Breaking News on Food & Beverage Development - North AmericaEU edition | Asian edition

Headlines > Science

Genetic and agricultural data made more accessible

By Laura Crowley, 12-Feb-2008

Related topics: Science, Carbohydrates and fibers (sugar, starches), Cereals and bakery preparations

Researchers will be able to gain access more easily to genetic and agricultural data on a wide range of plants with the development on a new online information management system.

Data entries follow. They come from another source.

Issue #724, opened 2023-07-23
 sr3 status crashes:   if len(self.states[c][cfg]['instance_pids']) >= 0: KeyError: 'instance_pids'


petersilva:
no sr3 commands complete when some status files are missing:
```

fractal% sr3 status
Traceback (most recent call last):
  File "/home/peter/.local/bin/sr3", line 33, in <module>
    sys.exit(load_entry_point('metpx-sr3', 'console_scripts', 'sr3')())
  File "/home/peter/Sarracenia/sr3/sarracenia/sr.py", line 2610, in main
    gs = sr_GlobalState(cfg, cfg.configurations)
  File "/home/peter/Sarracenia/sr3/sarracenia/sr.py", line 1109, in __init__
    self._resolve()
  File "/home/peter/Sarracenia/sr3/sarracenia/sr.py", line 871, in _resolve
    if len(self.states[c][cfg]['instance_pids']) >= 0:
KeyError: 'instance_pids'

```

petersilva:
PR #725

PR #725, opened 2023-07-23
fix, now it does not do that.

petersilva:
crash #724 of all sr3 (including just status) caused by funny state (nothing run, but configs and state directories present.)


petersilva:
the MQTT test fails are the same as in v03_wip.  fixed by #723  redis... stuff dunno yet..

PR #731, opened 2023-07-26
Update unit testing patterns

gcglinton:
In writing more and more tests, some things have been streamlined, or improved, and this is just back-porting those changes to previous tests.

- Define a `pretty` method that you can use while debugging your rests
  - Use like: `pretty(ThingYouWantToDump)`, then run your tests with `-vv` and `--capture=tee-sys` parameters
- Move `Options` and `Message` creation into methods (versus creating objects manually)
  - Should probably further use `sarracenia.config.default_config()` to generate base config
  - Could also turn them both into a fixture, but then you might have to break each test set into it's own test method so the fixture resets properly
- Use `deepcopy` instead of just straight copy, so tests don't affect eachother
- With the changes above there was some broken tests in `rety_test.py`, so fix those
- Add a note to `retry_teststeps.py` about how it works, and why we're not using it for our tests
  - tl;dr, it doesn't compare outputs from different drivers against a desired output, so we can't ensure drivers are doing/returning the same thing
- In some tests, I was seeing if logs were being generated, but the assertions were only happening inside an `if` block, so they could never fail; Fixed that

### DIFF
--- a/tests/sarracenia/diskqueue_test.py
+++ b/tests/sarracenia/diskqueue_test.py
@@ -11,6 +11,7 @@ def pretty(*things, **named_things):
         pprint.PrettyPrinter(indent=2, width=200).pprint(v)
 
 from sarracenia.diskqueue import DiskQueue
+from sarracenia import Message as SR3Message
 
 class Options:
     def __init__(self):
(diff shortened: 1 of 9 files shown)


petersilva:
will do a squash merge... number of commits not an issue then...

Issue #643, opened 2023-04-11
flowcb cleanups not called when cleanup is run.


petersilva:

petersilva:
This is complicated because generally, the management cli is used for maintenance operations.  The actual configuration is read, but no actual Instance to run it is created, rather the cli uses the global configuration to make the change of state.   So in order to run cleanup parts of flow_callbacks, every time we do a cleanup operation, we need to actually instantiate the configuration? that's really, really expensive... much thinking needed.

petersilva:
PR #733 solves this.

PR #733, opened 2023-07-27
V03 issue643 - on_cleanup now works (needed by redisqueue )

petersilva:
This builds on the previous two pull requests, fixing issue #643 by adding event callbacks
for on_cleanup, on_declare, and on_sanity.  The on_cleanup is needed by redisqueue 
stuff to ensure that resources allocated on a redisqueue can be cleaned out.

Also noticed that the previous work to enable this, had broken cleanup
as there was no call to xxxSetup()


petersilva:
@gcglinton might want to try this branch out, and see if the cleanup works on his redis stuff.
I renamed the routine to match the callback, but haven't tested it. (used flowcb/log to provie callbacks were called.)

Issue #745, opened 2023-08-11
poll does not notice when the filename is always the same but it is getting re-written


petersilva:
if you have a poll with default settings, and it polls a remote resource where the path name is the same at all polling intervals, and (as is usual for polls) one uses cod for the identity method, the sr3 puts the path in the key value, so it will always return the same value:

In v2, it used the mtime by default, so this worked, in v3 the file is always suppressed as a duplicate.

from sarracenia/flowcb/disk.py (and redis.py... re-factor needed ;-) deriveKey method:

```
     elif 'identity' in msg:
            if msg['identity']['method'] in ['cod']:
                # if cod, revert to using the path.
                key = msg['relPath']
            else:
                key = msg['identity']['method'] + ',' + msg['identity']['value'].replace('\n', '')


        if not key:
            if 'mtime' in msg:
                t = msg['mtime']
            else:
                t = msg['pubTime']
            if 'size' in msg:
                key = f"{msg['relPath']},{t},{msg['size']}"
            else:
                key = f"{msg['relPath']},{t}"

```

should likely re-arrange things such that the relpath is only used as the key if no mtime or size is available.

@reidsunderland @andreleblanc11  look right?

reidsunderland:
Yes, that looks right to me.

PR #746, opened 2023-08-12
V03 issue745 Improve poll cod deriveKey & refactor to remove code duplication

petersilva:
This is a fix for #745, just changing the default key derivation.  The main idea was to change one if statement in deriveKey() method to change how key is derived for "cod" case,  But noticed that deriveKey in nodupe.disk.NoDupe and nodupe.redis.NoDupe are the same... there are two identical methods in two weirdly named classes.

Which revealed the need to refactor:

* re-create create sarracenia.flowcb.nodupe.NoDupe as parent class.
* the only method in the above class is deriveKey()
* sarracenia.nodupe.disk.NoDupe, is renamed to sarracenia.nodupe.disk.Disk (as per normal python practice) and it subclasses the parent  NoDupe class
* sarracenia.nodupe.redis.NoDupe, is renamed to sarracenia.nodupe.redis.Redis (as per normal python convention) and it subclasses the parent NoDupe class.

Result: 

* deriveKey is now only exists once, in the parent class, where formerly it was present in both.
* both disk.py and redis.py follow python conventions for module naming.

Then had to update the unit tests to reflect the change. (2nd commit.)

### DIFF
--- a/sarracenia/flow/__init__.py
+++ b/sarracenia/flow/__init__.py
@@ -178,9 +178,9 @@ class Flow:
         # open cache, get masks.
         if self.o.nodupe_ttl > 0:
             if self.o.nodupe_driver.lower() == "redis":
-                self.plugins['load'].append('sarracenia.flowcb.nodupe.redis.NoDupe')
+                self.plugins['load'].append('sarracenia.flowcb.nodupe.redis.Redis')
             else:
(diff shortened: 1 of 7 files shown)


petersilva:
Ideally, would have had separate commits for the re-factor vs. the actual algorithmic change.

petersilva:
discussed and blessed at weekly meeting.

Issue #758, opened 2023-09-19
adding wiskis query support 


petersilva:
This is a copy of an internal to Government of Canada request... there is more detail there... Briefly:

request from client:

> We would like your assistance in acquiring data from the Ontario Power Energy. They changed their protocol of transfer to the new WISKI system. 
> We would like to do tests with a sample of data before to switch to the new system.

This is a reference to: https://www.kisters.net/wiski/

and there are some python bindings here: https://pypi.org/project/kiwis-pie/

and we also have a VB sample from OPG (omitted because it mixes credentials and code.)

A substantial complication is that one uses a username to obtain a token, and then do the queries using the tokens for authentication.

@Rehouma63 provided an initial proof of concept standalone python script that obtained a sample time series.  I have
re-worked it to fit into sarracenia for eventual deployment.

petersilva:
@Rehouma63 finished his term, so I picked up where he had gotten to and brought it a little further.
Here is a sample file being produced:  

fractal% more /tmp/wiski/ts_23755_2023-09-19h01:19:44.629537+00:00_2023-09-20h01:19:44.629537+00:00.csv
Timestamp,Value
2023-09-19 00:00:00-05:00,390.07
2023-09-19 00:01:00-05:00,390.08
2023-09-19 00:02:00-05:00,390.1
2023-09-19 00:03:00-05:00,390.1
2023-09-19 00:04:00-05:00,390.11
...
(time series covers 24 hours and has a single value in it: Air Temperature)

things that puzzle me:

* do people want more than one value/station? which ones?
* the data seems to only come up for one station, no matter what I do.
* The token code works, but I had it only be invoked when we encountered a 403 (permission denied) and we never do, and it works anyways... so the token auth stuff is pointless?

petersilva:
ok latest commit, I get some data, and write a bunch of timeseries files.

petersilva:
sample released with 3.0.44

PR #759, opened 2023-09-27
758 adding wiskis query support

petersilva:
as per #758 , add a proof of concept WISKI web services polling thing, supporting the token management needed by Ontario Power Generation.

* Generates tokens, supplies them to kiwis_pie (python wrapper module to access WISKI)
* polls the server given by *pollUrl*
* writes timeseries to a local directory given by *directory*
* generates posts using provided baseUrl etc... as per normal post/poll.
* implemented as a flowcb/scheduled plugin.  
* example configuration file provided.
* for testing, can be invoked on command line.
* works on linux and/or windows (different file naming conventions due restrictions on windows.)

generic items:
* noticed a bug in scheduled_intervals (applies to most of the ones deployed) fixed.
* found a bug in scheduled/init as well (missing argument would be found by derived classes.)
* documented use of None (as opposed to NONE) for filename setting... needed when filenames have colons in them.

### DIFF
--- a/docs/source/Explanation/CommandLineGuide.rst
+++ b/docs/source/Explanation/CommandLineGuide.rst
@@ -2501,6 +2501,9 @@ of colon separation in files, the default in Sarracenia is WHATFN
 
 The possible keywords are :
 
+**None**
+ - no Sundew-style filename processing. Leave the filename alone.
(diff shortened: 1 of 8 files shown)


tysonkaufmann (approved):
👍

PR #769, opened 2023-10-11
Add plugins to get data from NASA, with examples

reidsunderland:
A poll plugin to poll NASA's CMR API, and an after_accept plugin that uses a username + password to login to https://urs.earthdata.nasa.gov and generate/retrieve a bearer token for the account and add it to the credentials DB for every baseUrl processed by the plugin.


reidsunderland:
Thanks :)  I thought it was a good example that should be in the public repo.

I really wanted to avoid re-implementing HTTP downloading code to use cookies like I did for the v2 version, so I'm happy the bearer token worked

PR #439, opened 2019-07-08
Not crash in backend

summeroff:


obs-studio-server/source/nodeobs_service.cpp
```diff
@@ -94,7 +94,8 @@ void OBS_service::OBS_service_resetAudioContext(
     std::vector<ipc::value>&       rval)
 {
 	if (!resetAudioContext(true)) {
-		PRETTY_THROW("OBS_service_resetAudioContext failed!");
+
```
EddyGharbi: Seems like there is an extra line here

obs-studio-server/source/osn-fader.cpp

The Agricultural Research Service (ARS) in the United States and Bioversity International are partnering with the Global Crop Diversity Trust to develop the extensive database for the world's plant genebanks, which is intended to be easy and quick to use.

 

 

 

Genetic and agricultural research continues and advances worldwide, generating more information about the wide range of plants preserved in global genebanks, which is increasingly hard to manage and confusing to access.

 

 

 

Genebanks are facilities for maintaining crop diversity. They contain genetic material (seeds or DNA) collected from species found in the wild or collected from domesticated, cultivated species, which are important in terms of their genetic diversity.

 

 

 

According to the Food and Agriculture Organisation of the UN, there are about 1,400 collections, ranging in size from a single sample to the US collection with 464,000 different samples.

 

 

 

With improved access to such information, researchers may be able to find solutions to problems facing the cultivation of crops, such as disease resistance, productivity and changes occurring due to climate change.

 

 

 

There were crop shortages in 2007 that are continuing now. These have impacted on the cost of raw materials, affecting in turn product prices and company profits. Genetic information could be the answer to overcoming such shortages.

 

 

 

The nucleus of the system will be ARS's existing Germplasm Resources Information Network (GRIN), a database that already houses information about the more than 480,000 accessions (distinct varieties of plants) in ARS's National Plant Germplasm System.

 

 

 

Now, software upgrades will enable the GRIN system to be used by genebanks of all sizes, making more information about more plants available to researchers. The new system will help genebanks conserve and use precious genetic resources more effectively, allowing for solutions to be found more easily.

 

 

 

For example, ARS recently screened a key part of the US wheat and barley collection to find genes that provide resistance to a new rust fungus, Ug99, which was considered able to threaten 80 per cent of the world's wheat. Ug99 first appeared in Uganda in 1999, and has since been found in Kenya and Ethiopia.

 

 

 

The Global Crop Diversity Trust will contribute $1.4m (€964,156) to support this three-year project. ARS will contribute more than $900,000 (€619,814).

 

 

 

ARS is the US Department of Agriculture's chief scientific research agency. The Global Crop Diversity Trust is an independent international organisation whose mission is to ensure the conservation and availability of crop diversity for food security worldwide.

 

 

 

Bioversity International is an international research organisation dedicated solely to the conservation and use of agricultural biodiversity.